EXERCISE OBJECTIVE —
As you look over the data below, please find each line where the word "deleted" appears, then copy it.

[Saved entries]
PR #638, opened 2022-03-10
Restrict iam:PassRole to account wide instance IAM Roles

jharrington22:
Restrict the `iam:PassRole` permission to the specific roles created for the controlplane and worker nodes.

We cannot remove the specific `iam:PassRole` action because the installer is creating the controlplane IAM instance profiles and needs to assign the controlplane IAM role when the controlplane node is created. The cluster it self will create the worker nodes and needs to assign the IAM instance profile and the worker IAM roles when they are created.

https://issues.redhat.com/browse/OSD-10327

### DIFF
--- a/cmd/create/accountroles/cmd.go
+++ b/cmd/create/accountroles/cmd.go
@@ -363,7 +363,17 @@ func createRoles(reporter *rprtr.Object, awsClient aws.Client,
 		filename = fmt.Sprintf("sts_%s_permission_policy.json", file)
 		path = fmt.Sprintf("templates/policies/%s", filename)
 
-		policy, err = aws.ReadPolicyDocument(path)
+		// For the installer permission policy scope the iam:PassRole permission
+		// to the worker and controlplane ARNs roles only
+		if strings.ToLower(role.Name) == aws.InstallerAccountRole {
+			policy, err = aws.ReadPolicyDocument(path, map[string]string{
+				"aws_account_id":   accountID,
+				"controlplane_arn": aws.GetRoleName(prefix, aws.AccountRoles[aws.ControlPlaneAccountRole].Name),
+				"worker_arn":       aws.GetRoleName(prefix, aws.AccountRoles[aws.WorkerAccountRole].Name),
+			})
+		} else {
+			policy, err = aws.ReadPolicyDocument(path)
+		}
 		if err != nil {
 			return err
 		}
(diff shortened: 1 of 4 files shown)


cmd/create/accountroles/cmd.go
```diff
@@ -363,7 +363,18 @@ func createRoles(reporter *rprtr.Object, awsClient aws.Client,
...
+		// The cluster itslef will provision worker nodes see machine-api-operator
+		// permission.
+		if strings.ToLower(role.Name) == aws.InstallerAccountRole {
+			policy, err = aws.ReadPolicyDocument(path, map[string]string{
+				"aws_account_id":   accountID,
+				"controlplane_arn": aws.GetRoleName(prefix, aws.AccountRoles[aws.ControlPlaneAccountRole].Name),
+			})
+		} else {
+			policy, err = aws.ReadPolicyDocument(path)
+		}
```
vkareh, line 377: You probably don't need to wrap this in a conditional. The templating should replace only if the format string exists.

cmd/create/accountroles/cmd.go
```diff
@@ -393,7 +404,21 @@ func createRoles(reporter *rprtr.Object, awsClient aws.Client,
...
+			// Scope the IAM policies iam:PassRole permission to the worker
+			// IAM Role ARN
+			if "machine_api_aws_cloud_credentials" == credrequest {
+				policy, err = aws.ReadPolicyDocument(path, map[string]string{
+					"aws_account_id": accountID,
+					"worker_arn":     aws.GetRoleName(prefix, aws.AccountRoles[aws.WorkerAccountRole].Name),
+				})
+			} else {
+				policy, err = aws.ReadPolicyDocument(path)
+			}
```
vkareh, line 420: same here

cmd/create/accountroles/cmd.go
```diff
@@ -363,7 +363,16 @@ func createRoles(reporter *rprtr.Object, awsClient aws.Client,
 		filename = fmt.Sprintf("sts_%s_permission_policy.json", file)
 		path = fmt.Sprintf("templates/policies/%s", filename)
 
-		policy, err = aws.ReadPolicyDocument(path)
+		// For the installer permission policy scope the iam:PassRole permission
+		// to the controlplane ARN role only.
+		// The cluster itslef will provision worker nodes see machine-api-operator
+		// permission.
+		if strings.ToLower(role.Name) == aws.InstallerAccountRole {
```
vkareh, line 370: Remove the conditional, otherwise only the installer will have a policy :P

jharrington22: :facepalm:

jharrington22:
```
rosa delete account-roles --region us-east-1 --prefix ManagedOpenShift     
E: Instance Profiles are attached to the role. Please make sure it is deleted: iam-passrole-bvrmc-worker-profile,iam-passrole-xj7qr-worker-profile
```

Need to investigate this issue with role clean up.

vkareh:
> Need to investigate this issue with role clean up.

Good catch

PR #639, opened 2022-03-11
Adding message to update rosa CLI if incompatible roles are found

ravitri:
Based on feedback by end user, updating the message to suggest updating `rosa` CLI to latest version and try again if incompatible roles are found. Not sure if this would work and be valid for all versions and latest `rosa` CLI yet but I think its worth adding if its supported.


pvasant:
@ravitri account roles will also be not compatible if the user already has rosa 1.1.8 and created account roles for ocp 4.8. Planning to use the same rosa 1.1.8 to install a fresh ocp 4.9 cluster then they need to run the account roles again if not they will get the above error. Having said that i m not sure if we can ask the user to always download the latest rosa cli to create a cluster.  


@arendej  can you PTAL.

PR #641, opened 2022-03-13
Re-introducing HTPasswd IDP after revert

LeshemNoa:
Last week we had to revert the ROSA HTPasswd work for an urgent ROSA version release. 
I am now reintroducing the same changes.

PTAL @pvasant


pvasant:
@LeshemNoa  Does this include the fix MR as well ?

PR #644, opened 2022-03-16
Fix help for --compute-nodes

smalleni:
The flag --compute-nodes is used to pass total number
of compute nodes, not compute nodes per zone.

Signed-off-by: Sai Sindhur Malleni <smalleni@redhat.com>


ciaranRoche:
/lgtm 

Thanks @smalleni for the update.

PR #652, opened 2022-03-24
Introducing a command to create managed services

renan-campos:


jmolmo:
LGTM. 
Minor nit: Just i would like to have the clarification in the type parameter...

renan-campos:
New PR with all the commands: https://github.com/openshift/rosa/pull/654

PR #653, opened 2022-03-24
Fix bug - create ocm-role - prompt the role ARN

oriAdler:
In case the user deleted a linked ocm-role using the AWS console,
there is a scenario where the role is linked to the organization but doesn't exist.
We want the provide the user with the command to unlink it.

image

Related: [SDA-5689](https://issues.redhat.com/browse/SDA-5689)

### DIFF
--- a/cmd/create/ocmrole/cmd.go
+++ b/cmd/create/ocmrole/cmd.go
@@ -225,16 +225,26 @@ func run(cmd *cobra.Command, argv []string) {
 
 	roleNameRequested := aws.GetOCMRoleName(prefix, aws.OCMRole, externalID)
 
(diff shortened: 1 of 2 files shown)


oriAdler:
@pvasant @LeshemNoa @zvikorn PTAL

zvikorn:
Not related to this MR: why Don't we change the name of the function in https://github.com/oriAdler/rosa/blob/5a3ede3c992fa9d1aec2fa21b018a6762768e710/pkg/ocm/helpers.go#L492
to be something that will reflect the functionality of this method. The name 'c.CheckIfAWSAccountExists' tells me that we are going to check if the AWSacocunt exists. Is this what the functionality does? I doubt it. I think it looks for roles. Doesn't it? @pvasant

oriAdler:
@zvikorn I swapped the order of the messages as you suggested and added a screenshot of the flow.

PR #1265, opened 2023-05-17
[SDA-8997] Day 1 audit log forwarding cli support

davidleerh:
Do Not Merge.
A. PR raised for review purposes only.
B. Pending internal review on flag naming conventions.

Purpose:
To add ROSA CLI command that will allow users to enable and add the audit log forwarding (AWS Cloudwatch) role with their new cluster, via flag "--audit-log-role-arn". In addition, implemented user assiting prompts via interactive mode.
image


davidleerh:
Keeping record of previous commit in case a revert is required. Will squash commits once approved.

cmd/create/cluster/cmd.go
```diff
@@ -2209,6 +2219,47 @@ func run(cmd *cobra.Command, _ []string) {
...
+	if auditLogRoleARN != "" && !isHostedCP {
+		r.Reporter.Errorf("Audit log forwarding to AWS CloudWatch is only supported for Hosted Control Plane clusters")
+		os.Exit(1)
+	}
+
+	if interactive.Enabled() && isHostedCP {
+		requestAuditLogForwarding, err := interactive.GetBool(interactive.Input{
+			Question: "Enable audit log forwarding to AWS CloudWatch (optional)",
+			Default:  false,
+			Required: true,
```
lucasponce, line 2234: Is this required (in the question is marked as optional).

cmd/edit/cluster/cmd.go
```diff
@@ -473,6 +484,93 @@ func run(cmd *cobra.Command, _ []string) {
 		}
 	}
 
+	/*******  AuditLogForwarding *******/
```
lucasponce, line 487: Unify comments style :)

davidleerh: I see a couple examples of the following comment block style being used (within the same file)
image
image

Is this not appropriate for this repo? Please advise :)

cmd/create/cluster/cmd.go
davidleerh: The answer (yes or no) is required for the question prompt.
You are correct that the '(optional)' does not align with the user requirement that they must input a yes or no answer.
Will go ahead and remove the '(optional)' string.

cmd/edit/cluster/cmd.go
```diff
@@ -473,6 +484,93 @@ func run(cmd *cobra.Command, _ []string) {
...
+	if cmd.Flags().Changed("audit-log-arn") {
+		auditLogRoleValue = args.auditLogRoleARN
+		auditLogRole = &auditLogRoleValue
+	}
+	// user did not supply value via flag in cli
+	if interactive.Enabled() && !auditLogRoleExists {
+		requestAuditLogForwarding, err := interactive.GetBool(interactive.Input{
+			Question: auditLogEnableOrUpdatePrompt(cluster.AWS().AuditLog().RoleArn()),
+			Default:  false,
+			Required: true,
```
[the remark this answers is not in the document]
davidleerh: The answer to the audit log arn prompt 'auditLogEnableOrUpdatePrompt' informs that the user needs to input a yes or no answer to the inquiry:
image

If the user says 'YES' to either enable or update an audit log role arn, they are required to input the arn of the role in the next prompt:

image

When using the interactive mode as above, the user is required to input a properly formatted aws role IAM arn and will be validated via the following validator:
```
	aws.ARNValidator,
```
an empty value and/or empty string here will not pass the validation.


It is a different story with the flag option "--audit-log-arn".
Users can pass either a properly formatted arn 'or' an empty string.
An empty string indicates that the user wants to disable the audit log forwarding feature, and passes the request to disable it to CS.

image

cmd/edit/cluster/cmd.go
lucasponce: I tend to prefer 

```
//  AuditLogForwarding
```

Instead of those old classic styles

```
// /*******  AuditLogForwarding *******/
```

Anyway, it's a nitpick comment, not a blocker.

lucasponce:
LGTM

cmd/edit/cluster/cmd.go
```diff
@@ -473,6 +484,93 @@ func run(cmd *cobra.Command, _ []string) {
 		}
 	}
 
+	/*******  AuditLogForwarding *******/
+	var auditLogRole *string
+	var auditLogRoleValue string
+	auditLogRoleExists := cluster.AWS().AuditLog().RoleArn() != ""
+
+	// user supplied value via flag in cli
+	if cmd.Flags().Changed("audit-log-arn") {
```
gdbranco, line 493: Not checking if param is available for classic

davidleerh:
@gdbranco 
Resolved missing items:
1. rosa create cluster --audit-log-arn (validate arn using iam role regex)
2. Replaced generic arn validator with iam role regex when validating audit log role arn
3. rosa edit cluster --audit-log-arn (returns error msg when user uses flag with classic cluster)
4. rosa edit cluster (audit log forwarding interactive prompts only appear for hypershift clusters)

cmd/edit/cluster/cmd.go
```diff
@@ -473,6 +484,99 @@ func run(cmd *cobra.Command, _ []string) {
...
+			if !aws.AuditLogArnRE.MatchString(auditLogRoleValue) {
+				r.Reporter.Errorf("Expected a valid value for audit-log-arn matching %s", aws.AuditLogArnRE.String())
+				os.Exit(1)
+			}
+			r.Reporter.Warnf("You are editing audit log forwarding with the provided arn '%s'.", auditLogRoleValue)
+			if !confirm.Confirm("edit audit log forwarding for cluster '%s'", clusterKey) {
+				os.Exit(0)
+			}
+			// validation for user supplied value via flag
+		} else if auditLogRoleValue == "" && auditLogRoleExists {
```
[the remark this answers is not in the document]
gdbranco: I don't think we do anything like that for commands today. So because of that I'd say it is overkill. But if this is something that has been worked out with BU then we move it forward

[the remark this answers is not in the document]
davidleerh: I don't believe there was any disagreement from BU side, when I added the screen shots of the reactive prompts (within the Jira Card associated with this PR)

Hi @ciaranRoche @oriAdler 
would like to get consensus / vote on what would be the best approach here to better the user experience as well as meeting the standards for the repo. Please kindly advise.  :slightly_smiling_face:

cmd/create/cluster/cmd.go
```diff
@@ -2209,6 +2219,52 @@ func run(cmd *cobra.Command, _ []string) {
 		os.Exit(1)
 	}
 
+	// Audit Log Forwarding
+	auditLogRoleARN := args.AuditLogRoleARN
+
+	if auditLogRoleARN != "" && !isHostedCP {
```
oriAdler, line 2225: NP
I wonder if we can check that earlier, to give faster feedback.

cmd/edit/cluster/cmd.go
```diff
@@ -473,6 +484,99 @@ func run(cmd *cobra.Command, _ []string) {
 		}
 	}
 
+	/*******  AuditLogForwarding *******/
+	var auditLogRole *string
+	var auditLogRoleValue string
+	auditLogRoleExists := cluster.AWS().AuditLog().RoleArn() != ""
+
+	// user supplied value via flag in cli
+	if cmd.Flags().Changed("audit-log-arn") {
```
oriAdler, line 493: Can we please extract this block to a new function? 
Something like `SetAuditLogForwarding`.

cmd/edit/cluster/cmd.go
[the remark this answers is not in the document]
oriAdler: If we can somehow break it into smaller functions, or rearrange the conditions, maybe a `switch` statement? I don't know.
That could be great.
I have no doubt the user experience here is good, but I agree with Guilherme there are a lot of `else if` conditions here.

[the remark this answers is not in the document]
ciaranRoche: Yeah i agree with both Ori and Guilherme here. If we can flatten this out, potentially abstract to smaller functions and have unit tests on it to make sure we do not break it in the future.

cmd/create/cluster/cmd.go
davidleerh: Not sure where the best area / placement should be here :slightly_frowning_face: 
I personally thought it was best to group this check alongside other code statements related to audit log forwarding.

cmd/edit/cluster/cmd.go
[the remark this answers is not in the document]
davidleerh: Thank you all for the review:
I went ahead and refactored the code to reduce multiple if else if statements.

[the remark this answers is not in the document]
davidleerh: image
First statement covers case when user explicitly defines the flag / arg value for audit log role arn
The if statement following, covers case when user did not define a value and must go through the interactive mode

cmd/edit/cluster/cmd.go
```diff
@@ -551,3 +572,103 @@ func parseRFC3339(s string) (time.Time, error) {
...
+	}
+	return fmt.Sprintf("Update existing audit log forwarding role '%s'", currentAuditLogRole)
+}
+
+func setAuditLogForwarding(r *rosa.Runtime, cmd *cobra.Command, cluster *cmv1.Cluster, auditLogArn string) (
+	argValuePtr *string) {
+	if cmd.Flags().Changed("audit-log-arn") {
+		if !aws.IsHostedCP(cluster) {
+			r.Reporter.Errorf("Audit log forwarding to AWS CloudWatch is only supported for Hosted Control Plane clusters")
+			os.Exit(1)
```
oriAdler, line 592: NP
I think in general it's better to return an error and exit from the main function.

oriAdler (commented):

cmd/edit/cluster/cmd.go
```diff
@@ -552,3 +577,102 @@ func parseRFC3339(s string) (time.Time, error) {
...
+
+	if !auditLogRoleExists(cluster) {
+		requestAuditLogForwarding, err := interactive.GetBool(interactive.Input{
+			Question: auditLogEnableOrUpdatePrompt(cluster.AWS().AuditLog().RoleArn()),
+			Default:  false,
+			Required: true,
+		})
+		if err != nil {
+			r.Reporter.Errorf("Expected a valid value: %s", err)
+			os.Exit(1)
```
oriAdler, line 639: NP
We can return an error here as well instead of exiting the program.

davidleerh: Thank you for the find:)

PR #1269, opened 2023-05-18
Revert "OCM-140 | chore : reverting IMDSv2"

ciaranRoche:
Reverts openshift/rosa#1257


renan-campos:
We revert the revert here? :)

SOLVED EXERCISE —
E: Instance Profiles are attached to the role. Please make sure it is deleted: iam-passrole-bvrmc-worker-profile,iam-passrole-xj7qr-worker-profile
In case the user deleted a linked ocm-role using the AWS console,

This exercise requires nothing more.